Saved data entries:
PR #7106, opened 2018-05-10
added OLED Color Scheme

pavelrevak:

### DIFF
--- a/repository/o.json
+++ b/repository/o.json
@@ -239,6 +239,17 @@
 			]
 		},
 		{
+			"name": "OLED Color Scheme",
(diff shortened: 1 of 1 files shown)


pavelrevak:
What else I need? there is file ending with `.sublime-color-scheme` and this file is working with latest sublime text.
https://github.com/pavelrevak/OLED-color-scheme
Thanks.

pavelrevak:
https://github.com/packagecontrol/st_package_reviewer/pull/20

pavelrevak:
"ERROR: with the package does not define any file that interfaces with Sublime Text" **is not an error**,
the package contain correct file, but automated tests don't know the file `.sublime-color-scheme`.

PR #7111, opened 2018-05-14
Added shorn-mariana colour scheme

shornuk:

### DIFF
--- a/repository/s.json
+++ b/repository/s.json
@@ -1465,6 +1465,17 @@
 			]
 		},
 		{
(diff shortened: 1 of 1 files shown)


Thom1729:
You can ignore this error: `ERROR: The package does not define any file that interfaces with Sublime Text`.

The others should be addressed. You should also add a license.

Thom1729:
@shornuk ping

jrappen:
I'm not even sure whether or not the original Mariana color scheme was released with an open source license, to begin with. There is no license information in @wbond 's original file.

PR #7116, opened 2018-05-18
Add c2console

meloalright:
Add a simple sublime plugin called [c2console](https://github.com/meloalright/c2console) to query console automatically when type letter c

### DIFF
--- a/repository/c.json
+++ b/repository/c.json
@@ -120,6 +120,17 @@
 			]
 		},
 		{
+			"name": "C2console",
+			"details": "https://github.com/meloalright/c2console",
+			"labels": ["javascript", "console", "log"],
+			"releases": [
+				{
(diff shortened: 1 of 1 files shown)


Thom1729:
Is there any reason not to just use a `sublime-completions` file instead of writing a completions plugin?

meloalright:
Yeah.. however  a `sublime-completions` maybe like this 
```
   "completions":
   [
      { "trigger": "c", "contents": "console.log($0)" },
      { "trigger": "c", "contents": "console.table($0)" },
      { "trigger": "c", "contents": "console.err($0)" },
      { "trigger": "c", "contents": "console.info($0)" }
   ]
``` 
could generate completions by constantly pressing the tab button but not create such a completions list like the console of chrome

PR #7121, opened 2018-05-21
Added new package: Lux (syntax highlighting and basic functionality for the Lux language)

jokaah:


jokaah:
Added tag

Thom1729:
I'd recommend updating the syntax to the `sublime-syntax` format. There's no reason to use `tmLanguage` unless you need backward compatibility.

PR #7123, opened 2018-05-22
add entry for dm-macro

truemoid:


truemoid:
I have changed the version tag. Hope it is in the right format now.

(Exercise details): Set down each line from the line containing "PR #7123, opened 2018-05-22" through the final line of the data, exactly and with nothing added.

(Solution to the problem):
PR #7123, opened 2018-05-22
add entry for dm-macro

truemoid:


truemoid:
I have changed the version tag. Hope it is in the right format now.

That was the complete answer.